Martin retakes his spot on the glider, grabs another beer, and we sit in silence, working our way through the suitcase like it is a job. We watch the owners of the houses around us come home from work. Their vehicles return, metal garage doors clang open, car or truck disappears. The rooftops meld into a darkening silhouette against the navy blue sky. When the black crown of the surrounding rooftops blends entirely into the night, first the streetlights, then my paranoid neighbors’ crime lights come on. They illuminate my house and all the surrounding houses like a movie set.
“So,” I ask, “why did you really give Aubrey the money?”
Martin looks down at his hands. His right nostril twitches. It unnerves me that he and Aubrey have the same “tell.” As with Aubrey, it means that he wants to say something, but that it is hard and he worries about how I will take it. And that, quite possibly, he’ll tell a lie instead. Except that after Next, he stopped lying. How can a person who is always right tell a lie, since everything out of his mouth has to be true?
He snorts, holds his beer can up to toast me. “Oh, Cam, you could always see right through me, couldn’t you?”

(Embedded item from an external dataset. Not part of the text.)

PR #1523, opened 2024-10-22
show available resource metadata under Additional Information

RabiaSajjad:


JVickery-TBS (approved):
@RabiaSajjad as long as the Resource fields all have a good display snippets defined in our Schema so no JSON or ugly stuff displays, this looks all good.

“No. I could never do that.”
“Well, it’s true that I did want to get Aubrey as much money as possible as fast as I could before I left Next, but also …” He drops the searing laser gaze he’d learned in Next and stares at the beer in his hand as if he were trying to remember what its function is, and mumbles something I can’t hear. His voice has softened back to the one I knew before Next entered his life and turned him into a blowhard assh
ole.
“What? I didn’t catch that. What did you say?”
He looks back up at me. “I said I gave my daughter the money because I wanted her to like me.”
The barometric pressure seems to drop just as it does in my classroom when I tell the truth, and all I can say is, “Oh.”
“Yeah, ‘oh.’ We’d been communicating on Facebook for a few months. I really felt as if we were starting to know each other. Then right around Thanksgiving, it stopped. She wouldn’t answer any of my messages. Wouldn’t explain what was going on. We were really connecting, then it was just over. I was out. It made me frantic. You’re laughing at me again.”
“Sorry, I am so not laughing at you. This is a with-you-not-at-you laugh, believe me. I’m trying not to say, ‘Welcome to my world,’ but welcome to my world.”
For one moment we are parents together and I get a glimpse of how nice it would have been to have an ally.
Martin leans back, pushes the hair that has fallen forward out of his face. He used to be vain about his beautiful, curly hair, using more products than I ever did, arranging it just so before we went out, obsessing about which stylist cut it best. Now that it’s thin on top and what curls remain have turned the color of dry garden mulch, he no longer seems to care. Which, in many ways, is more attractive than the overtended curls were.
“Happy Aubrey’s birthday,” he says. He holds his can up. I tap mine against it.
We watch nighthawks dart jagged patterns around the crime lights as they chase insects. Martin finishes his beer, places the can carefully on the porch, slaps his palms against the top of his thighs like a farmer about to get up and go finish the plowing, and asks, “You want to tell me where Aubrey is?”